Search code examples
cassandrapartitioningsharding

Sharing large partition key in Cassandra: how to keep a fixed shard size?


I read this post on how to deal with large partitions and partitioning hotspots, their solution is to add a sharding key as part of the partition key, and keep the shard size at a fixed size, say 1000. The fixed shard size even helps pagination.

But my question is, how can we keep a fixed shard size? In my understanding, the common approach for hotspot issue is to add a sharding key (random_number % n for example) to the partition key to split hotspots, but it does not guarantee to limit shard size, wondering how it works out in their approach.


Solution

  • The post details a number of approaches to the sharding problem - the first just has a number of shards but no way in which to track how many shard you have stored for a given partition.
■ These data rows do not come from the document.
PR #144, opened 2024-12-03
Fix: Tooltip Not Appearing for "Add Section Title"

audreyostrom:
# [SRBT-349] Fix: Tooltip Not Appearing for "Add Section Title"

**Changes**

- Refactored the SectionTitleIcon to be wrapped in a `div` instead of an `svg`.  I also refactored the Tooltip Trigger for section titles to be a button. Apparently, Tooltips can only to appear on [buttons](https://github.com/radix-ui/primitives/issues/955#issuecomment-960610209), or elements that require a click / pointer-down interaction – from what I've gathered on the documentation beyond this specific GitHub issue.

# Screenshots

Screenshot 2024-12-03 at 8 57 21 AM

### DIFF
--- a/src/components/profile/widgets/add-widgets.tsx
+++ b/src/components/profile/widgets/add-widgets.tsx
@@ -208,20 +208,14 @@ export const AddWidgets: React.FC<AddWidgetsProps> = ({
             <TooltipProvider>
               <Tooltip>
                 <TooltipTrigger asChild>
-                  <label
-                    className={cn(
-                      'hover:text-sorbet align-center flex cursor-pointer items-center justify-center',
-                      loading && loadingClasses
-                    )}
+                  <Button
+                    variant='ghost'
+                    className='h-fit p-0'
+                    onClick={addSectionTitle}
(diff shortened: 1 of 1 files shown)


src/components/profile/widgets/add-widgets.tsx
```diff
@@ -204,20 +204,30 @@ export const AddWidgets: React.FC<AddWidgetsProps> = ({
...
+                      loading && loadingClasses
+                    )}
+                  >
+                    <input
+                      type='button'
+                      className='hidden'
+                      onClick={addSectionTitle}
+                      disabled={loading}
+                    />
+                    <SectionTitleIcon width={20} height={20} />
```
Cutaiar, line 223: Rather than extracting width and height as props, you can just use `className='size-5'` for a simpler interface

Cutaiar, line 223: See my slack message about using a shadcn button

Cutaiar (approved):
approved some suggestions

PR #145, opened 2024-12-03
[SRBT-343] Wallet Page Skeletons for Loading + Shadow Fixes

audreyostrom:
[SRBT-343] Wallet Page Skeletons for Loading + Shadow Fixes

Also a correction for [SRBT-344](https://linear.app/mysorbet/issue/SRBT-344/consistent-shadows-on-wallet-page-cards) and [SRBT-336](https://linear.app/mysorbet/issue/SRBT-336/wallet-balance-update-delay-may-cause-user-confusion) 

**Changes**

- When the page is loading, skeleton components are rendered instead of the actual cards themselves to reduce confusion about what the actual wallet balance is, etc. In the case of the Wallet Balance Card, there's a skeleton component for just the balance actual value changing (regarding SRBT-336), since the balance loading != page loading necessarily (like in the case of adding funds)
- All cards now have the same box-shadow value (`shadow-md`), instead of arbitrary values

# Screenshots

https://github.com/user-attachments/assets/f3f976ac-47d1-4ab8-b184-29e260a300b7

### DIFF
--- a/src/app/wallet/funds-flow.tsx
+++ b/src/app/wallet/funds-flow.tsx
@@ -3,6 +3,7 @@ import React from 'react';
 
 import { formatCurrency, formatWalletAddress } from '@/app/wallet/utils';
 import { Spinner } from '@/components/common';
+import { Skeleton } from '@/components/ui/skeleton';
 
 interface FundsFlowProps {
   icon: React.ReactNode;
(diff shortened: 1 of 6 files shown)


src/app/wallet/wallet-balance.tsx
```diff
@@ -44,59 +46,66 @@ export const WalletBalance: React.FC<WalletBalanceProps> = ({
...
+                    BALANCE
+                  </span>
+                  {percentChange !== 0 && (
+                    <PercentageChange percentChange={percentChange} />
+                  )}
+                </div>
+                <div className='mt-2 flex'>
+                  {isBalanceLoading || usdcBalance === '' ? (
+                    // Show skeleton with the same height as the balance display
+                    <Skeleton className='h-[36px] w-32 bg-gray-300 leading-[38px]' />
```
Cutaiar, line 71: FYI `h-[36px]` is the same as `h-9`. The latter is preferred because it should be responsive to user set font size. This is the[ best blog post](https://www.joshwcomeau.com/css/surprising-truth-about-pixels-and-accessibility/#accessibility-considerations-5) out there on the topic. 

And then why does the Skeleton need leading? I would not expect it to have an effect on a div (which is what a Skeleton is).

src/app/wallet/wallet-container.tsx
```diff
@@ -4,7 +4,7 @@ import { useFundWallet } from '@privy-io/react-auth';
 import { useSmartWallets } from '@privy-io/react-auth/smart-wallets';
 import { ArrowDown, ArrowUp, Plus } from 'lucide-react';
 import Link from 'next/link';
-import { useCallback, useEffect, useState } from 'react';
+import { useCallback, useEffect, useRef, useState } from 'react';
```
Cutaiar, line 7: Maybe I am missing something but i dont see this used?

src/app/wallet/wallet-container.tsx
```diff
@@ -69,8 +69,9 @@ export const WalletContainer = () => {
           amount: defaultFundAmount,
           asset: 'USDC',
         });
-        setReload(!reload); // trigger reload to refresh wallet amount
       }
+      // TODO: see if setReload() can be removed, fundWallet() is technically finished after just opening the modal.
+      setReload(!reload);
```
Cutaiar, line 74: Yeah I would add a note here that we want to do _something_ to reload, but this is not it.

Cutaiar (approved):
Approved with some suggestions

src/app/wallet/wallet-container.tsx
audreyostrom: Yes, sorry. This was a draft PR, I'll remove the little things like this to be more sensical.

audreyostrom:
Sorry for some of the draft PR flaws! Completely on me from inviting a review before things were fixed.

src/app/wallet/funds-flow.tsx
```diff
@@ -47,55 +48,61 @@ export const FundsFlow: React.FC<
...
-            </span>
-            <span className='text-muted-foreground text-sm font-medium uppercase'>
-              {title}
-            </span>
+    <>
+      {isLoading || balance === '' ? (
+        <Skeleton className='h-44 rounded-3xl bg-gray-300 shadow-md' />
+      ) : (
+        <div className='bg-card flex min-h-full flex-col rounded-3xl p-6 shadow-md'>
+          {/** isLoading && (
```
Cutaiar, line 56: can remove this commented code if it is not used

PR #148, opened 2024-12-16
[SRBT-371] User can only edit section titles when signed in

audreyostrom:
# [SRBT-371] User can only edit section titles when signed in

**Changes**

- I've added additional prop (`editMode`) to section titles widgets, similar to what the other widget types have, to disable a user from editing the text of a section widget if they're aren't authorized to do so.

# Screenshots

https://github.com/user-attachments/assets/aa27647c-29fc-453d-887e-72c632600d41


Cutaiar:
Interesting, there should also be a measure on the backend to only allow an authed user to edit their own profile. This can be merged but lets chat about this too.

Cutaiar (approved):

    The second solution adds a static count column which provides that information but it will fall foul of read-before-write and race conditions on inserting to the shard, especially when data is inserted in parallel. If you get around that however, and you know the size of a row is relatively static, then you can use the counter to control the size (approximately). If the size varies considerably, its a rough guess at best.

    The third solution is the same as your %n - in that a fixed number of shards, or 'buckets' are assumed to exist.

    I would start the process though by calculating what you expect each partition to contain, and work from there, and not to prematurely optimise.